International
Financial Reporting Standards require that publicly traded companies provide
segment information based on the management approach. An operating segment must
engage in activities that generate revenue and incur expenses, and discrete information
is available that is regularly reviewed by the chief operating decision maker.
If an operating segment meets specific criteria then it is reportable and
disclosed in the notes to the financial statements.
Instructions
(a)
What does financial reporting for segments of a business enterprise involve?
(b)
What are the reasons for requiring financial data to be reported by segments?
(c)
What are the possible disadvantages of requiring financial data to be reported
by segments?
(d)
What accounting difficulties are inherent in segment reporting?
(a) Financial
reporting for segments of a business enterprise involves reporting financial
information on a less-than-total enterprise basis. These segments may be
defined along organizational lines, such as divisions, branches, or
subsidiaries. Segmentation could be based on areas of economic activity, such
as industries in which the enterprise operates, product lines, types of
services rendered, markets, types of customers, or geographical areas. In addition
to these possible individual definitions of an enterprise’s segments, a company
may use more than one of the above-cited bases of segmentation.
(b) The
reasons for requiring financial data to be reported by segments include the
following:
1. They would provide more detailed disclosure of
information needed by investors, creditors, and other users of financial
statements.
2. Appraisers can evaluate major segments of a
business enterprise before considering the business in its entirety.
3. In addition to being useful and desirable,
such information is practical to compute.
4. The growth potential of an enterprise can be
evaluated by reviewing the growth potential of its major segments.
5. Users can better assess management’s decisions
to drop or add a segment.
6. Projection of future earnings power is made
more effective when approached on a segment basis
because different segments may have differing rates of growth, profitability,
and degrees of risk.
7. Managerial ability is better assessed with
segment data because managerial responsibility within the enterprise is
frequently decentralized.
(c) The
possible disadvantages of requiring financial data to be reported by segments
include the following:
1. They could be misinterpreted due to the
public’s general lack of appreciation of the limitations of the somewhat
arbitrary bases for most allocations of common costs.
2. They may disguise the interdependence of all
the segments.
3. They might result in misleading comparisons of
segments of different enterprises.
4. Confidential
information would be revealed to competitors about profitable or unprofitable
products, plans for new products or entries into new markets, apparent
weaknesses that might induce competitors to increase their own efforts to take
advantage of the weakness, and the existence of advantages not otherwise
indicated.
5. Information thus made available might cause
customers to challenge prices, to the disadvantage of the company.

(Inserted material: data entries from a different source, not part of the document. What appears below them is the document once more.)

PR #565, opened 2016-04-07
HAWQ-637. Fix RM process error if property is missing or invalid in h…

linwen:
Please review.


jiny2:
LGTM +1

huor:
@jiny2:
1. For critical parameters that might make RM unable to start if incorrect value is specified, we need to error out while loading them. This makes user be aware of critical configuration issues as early as possible (at hawq start stage, etc).
2. While for parameters that its correctness is not so obvious, we can use the fix in this change to postpone it to runtime.

PR #566, opened 2016-04-07
HAWQ-636. hawq check include /etc/security/limits.d

radarwave:
Tested config files in '/etc/security/limits.d', it works well with different config file and different user if defined user domain.


huor:
+1

yaoj2:
+1

PR #568, opened 2016-04-08
HAWQ-634. Let resource manager cancel waiting and return allocated resource when unregister connection rpc is called

jiny2:


linwen:
LGTM

yaoj2:
LGTM

PR #569, opened 2016-04-08
HAWQ-642. Make sure the number of records generated in AppendOnlyWrit…

ictmalili:
…er equal to the number of QEs in function SetSegnoForWrite when we do insert/copy


zhangh43:
+1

6. Operating data reported by segments might be
misleading to those who read them. Segment data
prepared for internal management purposes often include arbitrary judgments
that are known to those using the data and taken into account in making
evaluations. The difficulty of making such background information available and
understandable to outside users is considered by many to be insurmountable.
7. Uniform
reporting categories would be established that might call for additional
expense in recording and reporting, and that, because arbitrarily defined,
might not fairly represent the operations of the enterprise as a going concern.
Some fear that establishment of arbitrary reporting requirements might in turn
lead to arbitrary rules for business activities in order to make the required
reporting possible.
(d) The
accounting difficulties inherent in segment reporting include the following:
1. The basis of segmentation must be established.

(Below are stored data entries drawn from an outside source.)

PR #595, opened 2016-04-11
HAWQ-628. Return -1 instead of error.

sansanichfb:
As for now Postgres' verison of psql fails on \l+ command because of error during call of pg_catalog.pg_database_size(6120) stored procedure. This fix changes error to -1 value so \l+ works on Postgres' psql as well.

### DIFF
--- a/src/backend/utils/adt/dbsize.c
+++ b/src/backend/utils/adt/dbsize.c
@@ -179,10 +179,9 @@ calculate_database_size(Oid dbOid)
 
 	Assert(Gp_role != GP_ROLE_EXECUTE);
 
+    /* Do not error out because it would break some existing client calls*/
 	if (dbOid == HcatalogDbOid)
-		ereport(ERROR,
-			(ERRCODE_UNDEFINED_DATABASE,
-			errmsg("database hcatalog (OID 6120) is reserved")));
+		return -1;
 
 	/* User must have connect privilege for target database */
 	aclresult = pg_database_aclcheck(dbOid, GetUserId(), ACL_CONNECT);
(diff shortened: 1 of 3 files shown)


kavinderd:
LGTM

src/backend/utils/adt/dbsize.c
```diff
@@ -180,9 +180,7 @@ calculate_database_size(Oid dbOid)
 	Assert(Gp_role != GP_ROLE_EXECUTE);
 
 	if (dbOid == HcatalogDbOid)
-		ereport(ERROR,
-			(ERRCODE_UNDEFINED_DATABASE,
-			errmsg("database hcatalog (OID 6120) is reserved")));
+		return -1;
```
GodenYao: can you add comments here to explain why we return -1 instead of erroring out

src/test/regress/output/hcatalog_lookup.source
```diff
@@ -277,9 +277,17 @@ alter table test_schema.p exchange partition p1 with table hcatalog.test_schema.
 ERROR:  reference to hcatalog table "hcatalog.test_schema.r" is not allowed in this context
 -- negative test: cannot run pg_database_size on hcatalog
```
GodenYao: please update comments here.

src/backend/utils/adt/dbsize.c
shivzone: Should we return -1 ? For other non existent tables we return ERROR:  database <dbname> does not exist.
Shouldn't we return an actual error instead of -1 ?

GodenYao: This is to solve incompatibility with psql clients (not hawq client). In hawq client, we hide hcatalog from being displayed in \l or \l+. But with other psql clients, if we error out in dbsize, \l and \l+ will also error out and show nothing.

A compromise solution, which we implemented here is to return hcatalog dbsize as -1. Based on my investigation and interview with some users they think -1 is better than 0, as it's not a valid size info, so users who may rely on this value can adjust their logic to exclude hcatalog as necessary.

shivzone:
+1

src/backend/utils/adt/dbsize.c
sansanichfb: Added comment to justify.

[The various possible bases were cited in answer (a), above.]
2. The
transfer prices must be determined. Transfer prices are those charged when one
segment deals with another segment of the same enterprise. Various
possible transfer prices exist, and the company must select one.
3. The method of reporting segment sales must be
defined. A company may or may not include inter-company transactions with other
segments within the enterprise in its sales.
4. The computation of segment net income must be
defined. The net income may be merely a contribution margin; that is, sales
less variable costs or a more conventional measure of net income. If a
contribution-margin approach is used, the variable costs must be identified. If
a more conventional measure of net income is used, the treatment of various
items for each segment’s net income must be established. Such items include the
following:
a. Determining
whether common costs should be allocated to segments.
b. Selecting
allocation bases if common costs are to be allocated.
c. Determining
which costs of capital (interest, preferred dividends, etc.) should be
attributed to segments.
d. Determining
whether extraordinary items should be attributed to segments.
e. Determining
how income tax should be allocated to segments.
f. Determining
how a minority interest’s share of income, and income from investee companies,
should be attributed to segments.
5. The segment information to be reported,
relating to a balance sheet and statement of cash flows, must be established.
This includes allocation of assets to various segments.
6. The treatment of segment information in interim
financial reports must be established.
7. The method of presenting segment information
in financial statements must be established. Such presentation may be by notes
or by separate financial statements.
8. The additional disclosures required, such as
accounting policies used, must be established.
9. The effect of annual comparisons must be
considered. This would entail retroactive restatement of previously reported
segment information presented currently for comparative purposes.